> **Exercise directions**:
Using the data below, copy out all lines with the word "asks".

(Collected data entries)
PR #2733, opened 2026-07-31
fix(connectors,email): a bare reconnect no longer guts a mailbox

### LINKED ISSUE #2730: fix(email,connectors): the reconnect command the TUI prints cannot fix the error it is printed for — three scope lists disagree
## Problem

The email agent stops working with "no forwarded 'google' credential is available to the email
sidecar", and **the reconnect command the TUI prints on that very screen cannot fix it** — running
it reproduces the same failure, so the user is stuck in a loop with no self-service way out.

Three scope lists disagree about what the Google connection must carry:

| List | Contents | Where |
|---|---|---|
| What the TUI's remedy grants | mail only (`gmail.modify`, `gmail.send`) | `tui/internal/ui/preflight/check.go` — `connectScopes` |
| What the sidecar's own connect flow grants | mail only | `hub/agents/email/python/gaia_agent_email/connector_routes.py:133` — `_build_scope_union` |
| What the agent registers as **required** | mail **+ calendar** | `hub/agents/email/python/gaia_agent_email/scopes.py:67` — `ALL_SCOPES = GMAIL_SCOPES + CALENDAR_SCOPES` |

The daemon enforces the third list when minting a forwarded token. So a connection created by
either of the first two paths is, by construction, missing scopes the daemon demands.

**Observed on a live machine.** Forwarding worked every 5 minutes for over an hour, then stopped:

```
17:40:39 INFO    forward-out: forwarded 'google' access token to agent 'email' (4 scopes, expires_at=…)
17:45:39 WARNING forward-out: minting 'google' for agent 'email' failed (The google connection lacks
                 required scopes (…/calendar.events, …/calendar.readonly, …/gmail.modify,
                 …/gmail.send). Reconnect with the missing scopes…); withdrawing any stale forward
                 from the sidecar
```

Meanwhile the connector itself still reports healthy: `google [oauth_pkce] configured (<account>)`.

**The mint is all-or-nothing, which is the part that makes this severe.** A known-limit comment at
`check.go:719-728` already anticipated the divergence, but concluded a user who runs the TUI's
command *"keeps mail and loses calendar"*. That understates it: when the required union is not
satisfied the daemon fails the mint outright and **withdraws the existing forward**, so mail dies
too. The agent goes from working to completely unusable, and the readiness screen's own remedy
re-creates exactly the state that broke it.

The comment also correctly notes why this cannot be fixed in one place: widening `connectScopes`
alone would put the TUI at odds with the sidecar's own connect flow. All three lists have to move
together, which is why this is filed as one issue rather than three.

## Outcome

Connecting Google through any supported path — the TUI's printed remedy, the sidecar's connect
flow, or the Agent UI — produces a connection the daemon will actually forward. Following the
on-screen instructions resolves the error rather than reproducing it.

## Acceptance criteria

- [ ] The three lists agree. Assert it in a test rather than by inspection: the scope set the TUI's
      `connectCommand` emits, the set `_build_scope_union` builds, and the set the agent registers
      as required are equal — a drift guard that fails the build when one moves without the others.
- [ ] Given the failure in the log above, running the command the readiness screen prints results
      in a connection the daemon forwards. Expected: the next `forward-out` line is
      `forwarded 'google' access token to agent 'email'`, not `minting … failed`.
- [ ] The mailbox readiness row returns to `[ok]` after running the printed remedy, without any
      further manual step.
- [ ] A connection missing a required scope produces an error naming **exactly** the scopes to add,
      and the printed remedy includes them. Today the message lists four required scopes while the
      remedy requests two of them.
- [ ] Decide and document whether calendar is genuinely *required* or merely *optional* for the
      email agent. If a mailbox-only user should be able to run it, `ALL_SCOPES` is the wrong list
      to enforce at mint time and the required set should be the mail scopes, with calendar
      degrading loudly when absent. **This is the design question underneath the bug** — the three
      lists disagreeing is a symptom of never having answered it.
- [ ] Unit tests cover the drift guard and the all-or-nothing mint behaviour (a partial-scope
      connection must not silently withdraw a working forward without an actionable message).

## Scope & expectations

- **Where:** `tui/internal/ui/preflight/check.go` (`connectScopes`, `connectCommand`),
  `hub/agents/email/python/gaia_agent_email/connector_routes.py` (`_build_scope_union`),
  `hub/agents/email/python/gaia_agent_email/scopes.py` (`ALL_SCOPES`), and the daemon's mint path
  (`src/gaia/daemon/forward.py` — `forward_provider`, warning at `forward.py:200`).
- **Out of scope:** Microsoft/Outlook scopes, unless the same divergence exists there — check, and
  file separately if so. The readiness-gate halt behaviour (#2715) is unrelated; this row failing
  is what surfaced it, not a consequence of it.
- **Constraints:** do not widen one list in isolation — that is the trap the existing comment
  warns about. Whatever set is chosen, all three must be derived from a single source of truth.

## How to verify

CLI surface, on a machine with a Google connection already linked:

1. Show the daemon log going from `forwarded 'google' access token` to `minting … failed` with the
   required-scope list.
2. Run the exact command the readiness screen prints.
3. Show the next `forward-out` line succeeding, and the mailbox row back at `[ok]`.

Paste all three in the PR. Before/after of the readiness screen is the user-facing evidence.

## Notes

Surfaced while validating #2715 on macOS. Unrelated local detail that cost time and may be worth
its own cleanup: `~/.local/bin/gaia` is a shim pointing at `~/.gaia/venv/bin/gaia`, which no longer
exists — so the printed command fails with `No such file or directory` before it can even attempt
the reconnect. That is local install rot rather than a code bug, but it means a user following the
remedy hits two failures in a row.

itomek:
Closes #2730

The email agent could stop working with "no forwarded 'google' credential", and the reconnect command GAIA printed on that very screen made it worse: run without `--scopes`, GAIA quietly substituted identity-only sign-in scopes and overwrote a working mail+calendar connection, while leaving the grant ledger still claiming all four scopes. The daemon then asked every five minutes for scopes the connection no longer had, failed the mint, and withdrew the working forward — so mail died along with calendar. Following the on-screen instructions was what broke the mailbox. Now a scope-less reconnect against an account that already has consent fails loudly with a copy-pasteable command instead of guessing; the connection records what Google actually granted rather than what was requested; and a missing calendar scope degrades calendar alone instead of taking the mailbox down with it.

Four threads a reviewer should weigh separately:

- **The silent fallback is gone** (`flow.py`, `oauth_pkce.py`, `cli.py`, the Agent UI authorize route, the sidecar's configure route). An empty scope list against a provider that already has a connection or a grant now raises. One shared `has_prior_state()` predicate decides it, so the surfaces cannot disagree about what "already has consent" means.
- **One source of truth for the scope lists**, with an explicit request/enforce split: `ALL_SCOPES` is what every connect path asks for, `REQUIRED_SCOPES` (mail) is what the mint enforces. A checked-in fixture is diffed from both Python and Go, so a one-sided edit fails a test instead of shipping. This answers the issue's design question: **calendar is optional, mail is required** — three module docstrings already said so; only the enforcement path disagreed.
- **The connection record stops lying.** The OAuth token response's `scope` field is now parsed and intersected with the request, so a user who unticks Calendar on Google's consent screen gets a truthful record instead of one that passes every internal check and then 403s at the API.
- **Forwarding reports the intersection** of the connection's real scopes and this agent's grant — never either alone. The Google connection is shared across agents, and on our own test hardware it carries `drive.readonly` for a different agent; reporting the raw connection would hand the email sidecar a credential described as carrying Drive access.

Microsoft had the identical divergence and is fixed here rather than filed separately — the drift guard is generic, so it fails until both providers agree.

## Test plan

- [ ] `PYTHON_KEYRING_BACKEND=keyring.backends.null.Keyring python -m pytest tests/unit/connectors/ tests/unit/test_daemon_forward.py hub/agents/email/python/tests/ -q` → 2328 passed, 6 skipped (pre-existing)
- [ ] `cd tui && go test ./... -count=1` → all packages ok
- [ ] `python util/lint.py --all` → 10/11 (MyPy warn is pre-existing) · `cd tui && go vet ./...` clean
- [ ] Drift guard proves it runs rather than skips: `pytest tests/unit/connectors/test_email_scope_drift.py -v` must show **PASSED**, not SKIPPED — it is gated on `pytest.importorskip("gaia_agent_email")`, so run `uv pip install -e hub/agents/email/python` first
- [ ] Mutation check: flip one scope in `scopes.py` → 4 Python guard tests fail; flip one in `connectScopes` → the Go guard fails; revert both
- [ ] **Real-world (not yet run):** on a Linux box, reproduce the outage from the product's own instructions on pre-fix code, then show the branch refusing with a fillable remedy and forwarding continuing

**macOS note:** `PYTHON_KEYRING_BACKEND=keyring.backends.null.Keyring` is required for any run touching `hub/agents/email/python/tests/`. Without it `test_scan_default_ceiling_2643.py` hangs indefinitely on a locked Keychain — pre-existing, reproduced on a clean tree, filed separately.

<details>
<summary>Per-criterion evidence status</summary>

Unit-evidenced: the drift guard in both languages (AC-1/AC-1b), exact missing-scope naming driven through `forward_provider` rather than the already-correct `get_access_token` (AC-4), docs (AC-5), mutation proof (AC-6a), intersection forwarding and the no-all-or-nothing mint (AC-6b/AC-6c), the seven silent-fallback sites (AC-7), bare-CLI derivation (AC-8), no surviving placeholder in either language (AC-9a/AC-9b), token-exchange truthfulness on both the loopback and device-code paths (AC-10), and self-repair no longer narrowing (AC-12).

**Not yet evidenced:** AC-2 and AC-3 (the live remedy and the readiness row returning to `[ok]`) and the live halves of AC-8 and AC-13. These need a browser OAuth consent and are the reason this PR is still a draft.

Deliberately out of scope, to be filed separately: the transient-network case where a mint failure withdraws a still-valid forward; the missing `available_scopes` ceiling on the CLI's verbatim `--scopes` branch; writing the grant ledger from actually-granted scopes; the identity-scope spelling divergence between `provider.default_scopes` and the catalog's; and the macOS Keychain hang above.

One correction to commit `39b1a207`'s message, which overstates its own finding: `get_provider()` fails when **no OAuth client is configured yet**, not on every first-time connect. Verified empirically — it constructs fine where a client already exists.
</details>

### DIFF
--- a/.github/workflows/build_tui.yml
+++ b/.github/workflows/build_tui.yml
@@ -12,12 +12,26 @@ on:
     branches: [ main ]
     paths:
       - 'tui/**'
+      # The Python side of the email-scope drift guard (#2730 D2a) — a
+      # one-sided edit to the source-of-truth scope constants (or the shared
+      # fixture both sides diff against) must still run the Go test that
+      # checks connectScopes against them, or drift ships silently.
+      - 'hub/agents/email/python/gaia_agent_email/scopes.py'
+      - 'hub/agents/email/python/gaia_agent_email/outlook_scopes.py'
+      - 'tests/fixtures/connectors/email_scopes.json'
       - '.github/workflows/build_tui.yml'
   pull_request:
     branches: [ main ]
     types: [opened, synchronize, reopened, ready_for_review]
     paths:
       - 'tui/**'
+      # The Python side of the email-scope drift guard (#2730 D2a) — a
+      # one-sided edit to the source-of-truth scope constants (or the shared
+      # fixture both sides diff against) must still run the Go test that
+      # checks connectScopes against them, or drift ships silently.
+      - 'hub/agents/email/python/gaia_agent_email/scopes.py'
+      - 'hub/agents/email/python/gaia_agent_email/outlook_scopes.py'
+      - 'tests/fixtures/connectors/email_scopes.json'
       - '.github/workflows/build_tui.yml'
   merge_group:
   workflow_dispatch:
--- a/.github/workflows/test_email_agent_unit.yml
+++ b/.github/workflows/test_email_agent_unit.yml
@@ -33,6 +33,17 @@ on:
       - 'tests/test_email_openapi_conformance.py'
       - 'tests/unit/test_email_sidecar_devmode_app.py'
       - 'tests/unit/test_email_sidecar_server_wiring.py'
+      # The Go side of the email-scope drift guard (#2730 D2a) — a one-sided
+      # TUI edit must still run the Python guard that diffs it against the
+      # shared fixture, or drift ships silently.
+      - 'tui/internal/ui/preflight/**'
+      - 'tests/fixtures/connectors/email_scopes.json'
+      # forward.py mints/forwards the email sidecar's OAuth credential;
+      # connectors.py's authorize route resolves the same scopes (#2730).
+      - 'src/gaia/daemon/**'
+      - 'src/gaia/ui/routers/connectors.py'
+      - 'tests/unit/test_daemon_forward.py'
+      - 'tests/unit/test_daemon_remedy_commands.py'
       - 'setup.py'
       - 'pyproject.toml'
       - '.github/workflows/test_email_agent_unit.yml'
@@ -57,6 +68,17 @@ on:
       - 'tests/test_email_openapi_conformance.py'
       - 'tests/unit/test_email_sidecar_devmode_app.py'
       - 'tests/unit/test_email_sidecar_server_wiring.py'
+      # The Go side of the email-scope drift guard (#2730 D2a) — a one-sided
+      # TUI edit must still run the Python guard that diffs it against the
+      # shared fixture, or drift ships silently.
+      - 'tui/internal/ui/preflight/**'
+      - 'tests/fixtures/connectors/email_scopes.json'
+      # forward.py mints/forwards the email sidecar's OAuth credential;
+      # connectors.py's authorize route resolves the same scopes (#2730).
+      - 'src/gaia/daemon/**'
+      - 'src/gaia/ui/routers/connectors.py'
+      - 'tests/unit/test_daemon_forward.py'
+      - 'tests/unit/test_daemon_remedy_commands.py'
       - 'setup.py'
       - 'pyproject.toml'
       - '.github/workflows/test_email_agent_unit.yml'
@@ -133,6 +155,8 @@ jobs:
           echo "  - tests/test_email_openapi_conformance.py  OpenAPI spec conformance"
           echo "  - tests/unit/test_email_sidecar_devmode_app.py + _server_wiring.py"
           echo "      Agent UI dev-mode contract (packaging/server.py shim + build_app)"
+          echo "  - tests/unit/test_daemon_forward.py + test_daemon_remedy_commands.py"
+          echo "      OAuth forward-out to the email sidecar + its remedy strings (#2730)"
           echo ""
           python -m pytest \
             tests/unit/agents/email/ \
@@ -143,6 +167,8 @@ jobs:
             tests/test_email_openapi_conformance.py \
             tests/unit/test_email_sidecar_devmode_app.py \
             tests/unit/test_email_sidecar_server_wiring.py \
+            tests/unit/test_daemon_forward.py \
+            tests/unit/test_daemon_remedy_commands.py \
             -v --tb=short
 
       - name: Test summary
--- a/hub/agents/email/npm/CHANGELOG.md
+++ b/hub/agents/email/npm/CHANGELOG.md
@@ -6,6 +6,20 @@ behind any entry — API shapes, endpoints, and version semantics — see
 
 ## Unreleased
 
+- **Reconnecting your mailbox with no flags — the exact command GAIA's own
+  error message told you to run — could silently wipe your permissions
+  instead of fixing them.** A bare `gaia connectors connect google` (or the
+  same reconnect from a first-time self-repair conversation) used to fall
+  back to identity-only sign-in scopes whenever it wasn't told exactly what
+  to ask for, overwriting a working mail-plus-calendar connection with
+  nothing usable. That path now fails with a clear, copy-pasteable command
+  instead of guessing, and every surface — the CLI, the Agent UI, this
+  package's own connector setup, and the in-chat self-repair flow — now asks
+  for the same scopes so none of them can quietly narrow what another one
+  granted. Separately, calendar access is now clearly **optional**: a mailbox
+  missing only calendar permission still triages, drafts, and sends normally,
+  and calendar tools name the exact scope to add instead of taking the whole
+  mailbox down with them (#2730).
 - **The agent can now tell you which inbound mail is waiting on your reply —
   not just which of your own messages went unanswered.** Previously the agent
   could only flag sent mail nobody replied to; a colleague's "did you get a
--- a/hub/agents/email/npm/README.md
+++ b/hub/agents/email/npm/README.md
@@ -124,6 +124,12 @@ is forwarded to the agent by the daemon — sidecar contract 2.5, #2154; a stand
 integrator using this package is unaffected and resolves the mailbox from the local
 GAIA connector store.)
 
+Mail is **required**; calendar is **requested but optional** — consent asks for
+both up front so you're never prompted twice, but declining calendar (or
+connecting with an older, mail-only grant) still leaves you with a fully
+working triage/reply/send mailbox. Calendar tools fail loudly, naming the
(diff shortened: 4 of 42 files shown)


itomek:
## Drift-guard mutation evidence (AC-6a)

The guard's whole value is that it goes red when one list moves without the others, so that claim is verified by mutation rather than asserted. Three single-point edits, each reverted immediately, tree confirmed clean after each.

| Mutated alone | Python guard | Go guard |
|---|---|---|
| `connectScopes` in `check.go` | pass *(correct — Python didn't move)* | **FAIL** ×2 |
| `SCOPE_GMAIL_SEND` in `scopes.py` | **FAIL** ×4 | pass *(correct — Go and fixture still agree)* |
| `email_scopes.json` (the shared fixture) | **FAIL** ×3 | **FAIL** |

Every single-point edit is caught by at least one side, and the fixture — the pivot both languages diff against — is caught by both. The Go failure names the drift outright rather than just reporting a mismatch:

```
--- FAIL: TestConnectScopesMatchesTheSharedFixture
    connectScopes["google"] = [... calendar.MUTANT], want (fixture connect_union) [... calendar.readonly]
--- FAIL: TestConnectCommandRequestsTheFullScopeUnion
    google connect command is missing "https://www.googleapis.com/auth/calendar.readonly"
```

<details>
<summary>Why the guard has to be run deliberately</summary>

`test_email_scope_drift.py` is gated on `pytest.importorskip("gaia_agent_email")`, so without the wheel installed it reports `1 skipped` — green-looking, and proving nothing. Run `uv pip install -e hub/agents/email/python` first and confirm **PASSED**, not SKIPPED. `test_email_agent_unit.yml` is the only workflow that installs that wheel.

Separately: adding `ready_for_ci` to an already-open draft PR does **not** revive that job. `labeled` is not in the workflow's trigger types, so the condition is only re-evaluated on a later `opened`/`synchronize`/`reopened` — every check here read `skipping` until the next push.
</details>

itomek-amd (dismissed):

kovtcharov-amd (approved):

itomek:
## Real-world evidence (collected post-merge, on Linux with a live Gmail connection)

This PR merged before its real-world tier ran. The tier has now run against a live Google connection and **supports the merge** — posting it so the criteria it covers are on the record rather than left as "unevidenced" in the description above.

Box state: connection `google` = 6 scopes (4 agent + `openid` + `userinfo.email`); grant ledger `installed:email` = the 4 agent scopes. Ledger ⊆ connection. Nothing was destroyed and no OAuth consent was completed during collection.

### Forwarding reports the intersection, not the ledger's claim

```
forward-out: forwarded 'google' access token to agent 'email' (4 scopes, expires_at=1785463971)
```

Payload the sidecar actually received:

```json
"scopes":["…/calendar.events","…/calendar.readonly","…/gmail.modify","…/gmail.send"]
```

Four scopes — connection(6) ∩ ledger(4) — not the raw six the connection carries. This is the behaviour that stops a shared connection's extra scopes leaking into the sidecar's view of its own credential.

### The bug, reproduced against the true pre-fix commit

Same command, same box, same connection, on `bc0d4632` (this PR's parent):

```
flow: started scopes=2
…&scope=openid+https%3A%2F%2Fwww.googleapis.com%2Fauth%2Fuserinfo.email&…
```

Two identity scopes, **none** of the four the agent needs. `flow.py:489-497`'s `save_connection(..., scopes=flow.scopes, ...)` is what would have persisted that over a working mailbox. On the merged code the same command requests seven — the four agent scopes plus three identity aliases, a superset of what the connection already had:

```
flow: started scopes=7
…&scope=email+…/calendar.events+…/calendar.readonly+…/gmail.modify+…/gmail.send+openid+profile&…
```

Connection re-verified after both runs: still 6 scopes. Ledger: still 4. Neither store was touched — the flows were killed before consent, so the `scope=` parameter is the evidence, not a completed overwrite.

<details>
<summary>What this does <b>not</b> evidence, and the readiness row</summary>

**The D0 "refuse on empty scopes" branch was not reached live.** On a box where `installed:email` already holds a grant, the bare CLI takes the derive-the-union path (`cli.py:374-410`) and never reaches the raise in `prior_state.py`. That is correct behaviour — deriving the right union is better than refusing — but it means the raise itself remains unit-tested only. Reaching it live would mean revoking the grant on a shared box.

**The destruction landing on disk is inferred, not observed.** The requested scope set plus the `save_connection` call site is the mechanism; completing it would have cost a real connection and a second human consent.

**Readiness row is `[?]`, not `[ok]`** — 4 of 5 rows green, mailbox row inconclusive because two mailboxes are linked on that box and `probeMailbox` deliberately skips the read when `connectedCount > 1` (its own comment explains why). Orthogonal to this change; forcing a clean `[ok]` would mean disconnecting another connector's live state.

</details>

> **Exercise response**:
- **One source of truth for the scope lists**, with an explicit request/enforce split: `ALL_SCOPES` is what every connect path asks for, `REQUIRED_SCOPES` (mail) is what the mint enforces. A checked-in fixture is diffed from both Python and Go, so a one-sided edit fails a test instead of shipping. This answers the issue's design question: **calendar is optional, mail is required** — three module docstrings already said so; only the enforcement path disagreed.
+  package's own connector setup, and the in-chat self-repair flow — now asks
+Mail is **required**; calendar is **requested but optional** — consent asks for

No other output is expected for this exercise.